[EXCERPTED RECORDS — start]

PR #1234, opened 2023-07-12
LandingPage: Update the "About" popover

regexowl:
This updates the text on the "About" popover and adds links according to recent [mocks](https://www.sketch.com/s/ac25729e-df9b-4e74-a09c-badb62787d24/a/QDREEpx).

### DIFF
--- a/src/Components/LandingPage/LandingPage.js
+++ b/src/Components/LandingPage/LandingPage.js
@@ -13,7 +13,11 @@ import {
   Text,
   TextContent,
 } from '@patternfly/react-core';
-import { ArrowRightIcon, HelpIcon } from '@patternfly/react-icons';
+import {
+  ArrowRightIcon,
+  ExternalLinkAltIcon,
+  HelpIcon,
+} from '@patternfly/react-icons';
 // eslint-disable-next-line rulesdir/disallow-fec-relative-imports
 import {
   OpenSourceBadge,
@@ -31,7 +35,6 @@ import { resolveRelPath } from '../../Utilities/path';
 import { useGetEnvironment } from '../../Utilities/useGetEnvironment';
 import EdgeImagesTable from '../edge/ImagesTable';
 import ImagesTable from '../ImagesTable/ImagesTable';
-import DocumentationButton from '../sharedComponents/DocumentationButton';
 
 export const LandingPage = () => {
   const [showBetaAlert, setShowBetaAlert] = useState(true);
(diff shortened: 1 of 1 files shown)


regexowl:
I wasn't sure what's the convention for spacing in RPM-DNF (vs. RPM - DNF), went with no spaces around the dash everywhere.

lucasgarfield:
This popover has a lot of text and renders poorly, both at large and small viewport sizes. I don't think there is very much that we can do about it, unfortunately...

For instance, here it is opening to the right instead of down for some reason: 
image

Forcing it to open down doesn't improve the situation (look at the nav bar not properly rendering):
image

Would it be better to split this out into two or three icons and popovers? That's more in line with Patternfly guidelines for using popovers:
https://www.patternfly.org/v4/components/popover/design-guidelines#content-considerations
**Popover copy is longer than tooltip copy, but it should still be concise. Aim for 1–3 sentences.**

regexowl:
Hmm, those are good points. Splitting the popover would make sense. I wonder how many icons we would end up with in the end though as other functionality might get added (we would already be on four now). Other thing that came to mind would be making the popover fixed size and the content scrollable. But that would go against PF guidelines... Maybe opening the information in a modal instead of a popover could work?

I would add this to the agenda for the next UX/dev sync so we can get more opinions on how to solve this, if that make sense

regexowl:
Tried to split the popover into three:
image

image

image

image

I agree it makes the amount of information more manageable. If we're okay with the three (?) then I 'd say let's maybe do it this way. I can also try to check how the scrollable popover would look like, but I'm thinking if I'd be looking for more information about the Traditional vs. Immutable I'd probably wouldn't click on a popover next to the title.

lucasgarfield:
Wow, I actually really like how the 3 popovers looks. Great work @regexowl! If you like it too and want to push then I would be happy to merge.

Thanks for the feedback, @kelseamann!
>I am wondering if- and this is more of a technical question- we can pepper some of this information in throughout the process? For example, we can show them how easy it is to track further updates on the review screen for OSTree images... this is a lot of information for users to remember/reference.

Maybe we want to make quickstarts for some of these workflows, like we've done for Image Builder?

regexowl:
Perfect, thanks a lot for the feedback! I've pushed the three popovers.

lucasgarfield (approved):
Great work! All links are working (for now). We should probably figure out a good way to manage all of these external links, they are starting to become hard to maintain... but for now this is just fine.

PR #1235, opened 2023-07-12
ImagesTable: Update wording and links on empty state

regexowl:
This updates text and links on empty state according to recent mocks.

### DIFF
--- a/src/Components/ImagesTable/ImagesTable.js
+++ b/src/Components/ImagesTable/ImagesTable.js
@@ -1,6 +1,7 @@
 import React, { useEffect, useState } from 'react';
 
 import {
+  Button,
   EmptyState,
   EmptyStateBody,
   EmptyStateIcon,
@@ -8,12 +9,13 @@ import {
   EmptyStateVariant,
   Pagination,
   PaginationVariant,
+  Text,
   Title,
   Toolbar,
   ToolbarContent,
   ToolbarItem,
 } from '@patternfly/react-core';
-import { PlusCircleIcon } from '@patternfly/react-icons';
+import { ExternalLinkAltIcon, PlusCircleIcon } from '@patternfly/react-icons';
 import {
   ActionsColumn,
   ExpandableRowContent,
@@ -42,7 +44,6 @@ import {
   hoursToExpiration,
   timestampToDisplayString,
 } from '../../Utilities/time';
-import DocumentationButton from '../sharedComponents/DocumentationButton';
 
 const ImagesTable = () => {
   const [page, setPage] = useState(1);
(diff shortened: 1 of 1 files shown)


src/Components/ImagesTable/ImagesTable.js
```diff
@@ -175,7 +205,20 @@ const ImagesTable = () => {
...
+              variant="link"
+              icon={<ExternalLinkAltIcon />}
+              iconPosition="right"
+              isInline
+              href={
+                'https://access.redhat.com/documentation/en-us/red_hat_enterprise_linux/8/html/creating_customized_rhel_images_using_the_image_builder_service/index'
+              }
+              className="pf-u-pt-md"
+            >
+              Image builder for RPM - DNF documentation
```
lucasgarfield, line 220: This has spaces but on line 177 it is without spaces. I think without spaces looks better. According to some random grammar websites, in US English an en dash should not have spaces around it. We can remove the spaces from the tabs to be consistent in another PR.

regexowl: Agree, spaces removed! I've tried to remove them everywhere, but missed this

src/Components/ImagesTable/ImagesTable.js
```diff
@@ -175,7 +205,20 @@ const ImagesTable = () => {
...
-            <DocumentationButton />
+            <Button
+              component="a"
+              target="_blank"
+              variant="link"
+              icon={<ExternalLinkAltIcon />}
+              iconPosition="right"
+              isInline
+              href={
+                'https://access.redhat.com/documentation/en-us/red_hat_enterprise_linux/8/html/creating_customized_rhel_images_using_the_image_builder_service/index'
```
lucasgarfield, line 216: This seems to redirect here, I wonder if we should use the redirected URL?
https://access.redhat.com/documentation/en-us/red_hat_enterprise_linux/8/html/creating_customized_images_by_using_insights_image_builder/index

src/Components/ImagesTable/ImagesTable.js
```diff
@@ -160,12 +161,41 @@ const ImagesTable = () => {
...
+            </Text>
+            <br />
+            <Text>
+              With RPM-DNF, you can manage the system software by using the DNF
+              package manager and updated RPM packages. This is a simple and
+              adaptive method of managing and modifying the system over its
+              lifecycle.
+            </Text>
+            <br />
+            <Text>
```
lucasgarfield, line 183: It seems like this `<Text>` component might not be necessary, what do you think?

regexowl: It has effect on the spacing. If we want the double empty space between the link and the "Create image" button, we can add another line break instead of the Text component. Both variants those work for me.

Looks like this without the `<Text>` tags and extra linebreak:
image

src/Components/ImagesTable/ImagesTable.js
regexowl: Good point, the original url behaves a bit strange. Updated!

src/Components/ImagesTable/ImagesTable.js
regexowl: Switched the `Text` component for one extra linebreak

regexowl:
@lucasgarfield Tried to remove the line breaks. It seems the automatic padding for the `Text` components in `<EmptyStateBody>` gets stripped. 

image

We can get the proper spacing if we enclose the `Text` components in a `TextContent`, but then we loose the `EmptyStateBody` formatting.

image

So for now what I'd do is leave the `Text` components with two extra line breaks so the formatting is as it should be. What do you think?

lucasgarfield (approved):
Looks great, matches the designs perfectly, nice work!

PR #1238, opened 2023-07-13
LandingPage: Fixes tabs selection on browser back/forward.

ldjebran:
In the context of HMS-parity with edge management, fixes the current behavior when using browser history back and forward.
- When selecting a tab and then push the browser history back/forward, the tab of the current url is selected.

FIXES: https://issues.redhat.com/browse/THEEDGE-3460

image-builder-tabs-browser-back-forward


regexowl (approved):
Looks good to me, thank you! :tada:

PR #1247, opened 2023-07-18
test/fixtures: Update compose fixture and migrate it to TypeScript

regexowl:
This adds `request` to a reponse from the `composes/{composeId}` endpoint and `meta` to a response from the `/composes/{composeId}/clones` endpoint as per API documentation.

The incomplete responses were causing problems when fetching data from the endpoints mentioned above.

The fixture was also migrated to TypeScript.

### DIFF
--- a/src/test/fixtures/composes.tsx
+++ b/src/test/fixtures/composes.tsx
@@ -1,9 +1,19 @@
 import { RHEL_8 } from '../../constants';
+import {
+  ClonesResponse,
+  ComposeStatus,
+  ComposesResponse,
+  UploadStatus,
+} from '../../store/imageBuilderApi';
 
 // CreateImageWizard mocks
-export const mockComposesEmpty = {
+export const mockComposesEmpty: ComposesResponse = {
   meta: {
     count: 0,
+  },
+  links: {
+    first: '',
+    last: '',
   },
   data: [],
 };
@@ -12,9 +22,13 @@ export const mockComposesEmpty = {
 const currentDate = new Date();
 const currentDateInString = currentDate.toISOString();
 
-export const mockComposes = {
+export const mockComposes: ComposesResponse = {
   meta: {
     count: 12,
+  },
+  links: {
+    first: '',
+    last: '',
   },
   data: [
     {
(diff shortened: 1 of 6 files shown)


regexowl:
These changes will be needed to test https://github.com/RedHatInsights/image-builder-frontend/pull/1219

regexowl:
Maaybe? Let me take a look at it :eyes:

regexowl:
This should do the trick. Skipping my overly ambitious plan to type all the fixtures in one PR as that would make it a bit too much I think.

The only untyped mocks remaining for now are ShareImageModal ones as those mock a state and not an api response.

src/test/fixtures/composes.tsx
```diff
@@ -386,45 +580,67 @@ export const mockClones = (composeId) => {
...
+    return ({
+      options: {
+        ami: 'ami-9fdskj12fdsak1211',
+        region: 'us-west-2',
+      },
+      status: 'failure',
+      type: 'aws',
+    })
+  } else {
+    // uuid: '4a851db1-919f-43ca-a7ef-dd209877a77e'
```
lucasgarfield, line 634: This is a bit of a personal preference, but I feel like the long if/else if/else conditionals in this file are a bit cumbersome. It's very verbose and there are so many returns to keep track of.

It's also a bit of a code smell for me to keep track of which UUID we are returning in a comment as we do here in the else statement... we have to maintain the comment, and there is no guarantee that the comment will be correct in the future.

I would prefer to move back to use an object to keep track of everything, and just have a single return statement at the end of the function similar to `return statuses[uuid]`... but at the very least, I would like to move this UUID into its own else if and do something different with the else statement (we could consider some error handling but it might be overkill).

lucasgarfield (commented):
This is going to make our lives so much easier! :grin: 

Can we change `composes.tsx` to 'composes.ts`? The convention I am planning to follow is to use `.tsx` for files that include React jsx syntax, and `.ts` for "pure" Typescript files.

src/test/fixtures/composes.tsx
```diff
@@ -232,124 +246,298 @@ export const mockComposes = {
...
-  '1579d95b-8f1d-4982-8c53-8c2afa4ab04c': {
-    image_status: {
-      status: 'success',
-      upload_status: {
-        options: {
-          ami: 'ami-0217b81d9be50e44b',
-          region: 'us-east-1',
-        },
+export const mockStatus = (composeId: string): ComposeStatus => {
+  const mockComposes = {
```
lucasgarfield, line 250: We can actually type this object when it is declared, rather than typing the individual keys:
```suggestion
  const mockComposes: { [key: string]: ComposeStatus } = {
```

src/test/fixtures/composes.tsx
```diff
@@ -232,124 +246,298 @@ export const mockComposes = {
...
-    },
-  },
-  'ca03f120-9840-4959-871e-94a5cb49d1f2': {
-    image_status: {
-      status: 'success',
-      upload_status: {
-        options: {
-          image_name: 'composer-api-d446d8cb-7c16-4756-bf7d-706293785b05',
-          project_id: 'red-hat-image-builder',
+    } as ComposeStatus,
```
lucasgarfield, line 278: If we type the object at declaration, `as ComposeStatus` is no longer needed.

src/test/fixtures/composes.tsx
```diff
@@ -232,124 +246,298 @@ export const mockComposes = {
...
+            upload_request: {
+              options: {},
+              type: 'aws.s3',
+            },
+          },
+        ],
+      },
+    } as ComposeStatus,
+  };
+  return mockComposes[composeId as keyof typeof mockComposes];
```
lucasgarfield, line 526: If mockComposes has its types declared at declaration, Typescript will be able to infer this information and we can just write:
```suggestion
return mockComposes[composeId];
```

src/test/fixtures/composes.tsx
```diff
@@ -386,45 +574,64 @@ export const mockClones = (composeId) => {
...
-  '4a851db1-919f-43ca-a7ef-dd209877a77e': {
-    options: {
-      ami: 'ami-9fdskj12fdsak1211',
-      region: 'eu-central-1',
-    },
-    status: 'success',
-    type: 'aws',
-  },
+export const mockCloneStatus = (cloneId: string): UploadStatus => {
+  const mockClones = {
```
lucasgarfield, line 600:
```suggestion
  const mockClones: { [key: string]: UploadStatus } = {
```

src/test/fixtures/composes.tsx
```diff
@@ -386,45 +574,64 @@ export const mockClones = (composeId) => {
...
+    'f9133ec4-7a9e-4fd9-9a9f-9636b82b0a5d': {
+      options: {
+        ami: 'ami-0e778053cd490ad21',
+        region: 'us-west-1',
+      },
+      status: 'success',
+      type: 'aws',
+    } as UploadStatus,
```
lucasgarfield, line 608: We can remove `as UploadStatus` if we type the object.

src/test/fixtures/composes.tsx
```diff
@@ -386,45 +574,64 @@ export const mockClones = (composeId) => {
...
+    '4a851db1-919f-43ca-a7ef-dd209877a77e': {
+      options: {
+        ami: 'ami-9fdskj12fdsak1211',
+        region: 'eu-central-1',
+      },
+      status: 'success',
+      type: 'aws',
+    } as UploadStatus,
+  };
+  return mockClones[cloneId as keyof typeof mockClones];
```
lucasgarfield, line 634: Typing the object will allow TS to infer this info.
```suggestion
return mockClones[cloneId];
```

src/test/fixtures/composes.tsx
regexowl: Ah, got it. Looks much cleaner. Updated

lucasgarfield (approved):
Nice! Thank you!

PR #1252, opened 2023-07-19
msw: Version bump in `mockServiceWorker.js`

regexowl:
Recently msw was bumped from 1.2.1 to 1.2.2 (https://github.com/RedHatInsights/image-builder-frontend/pull/1245). The version gets updated in `mockServiceWorker.js` upon running `npm ci`.

This PR changes the version as it wasn't a part of the original bump PR, but appears after every clean install.

### DIFF
--- a/src/mockServiceWorker.js
+++ b/src/mockServiceWorker.js
@@ -2,7 +2,7 @@
 /* tslint:disable */
 
 /**
- * Mock Service Worker (1.2.1).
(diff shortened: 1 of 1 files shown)


lucasgarfield:
Nice catch. 

I ran `npx msw init src` to generate this file programmatically and verified that this is the correct diff.

lucasgarfield (approved):
Thank you!!!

[EXCERPTED RECORDS — finish]

## EXERCISE DIRECTIONS
Each line containing "RedHatInsights" belongs in the answer; pick these out of the material and copy them.

## ANSWER BOX
These changes will be needed to test https://github.com/RedHatInsights/image-builder-frontend/pull/1219
Recently msw was bumped from 1.2.1 to 1.2.2 (https://github.com/RedHatInsights/image-builder-frontend/pull/1245). The version gets updated in `mockServiceWorker.js` upon running `npm ci`.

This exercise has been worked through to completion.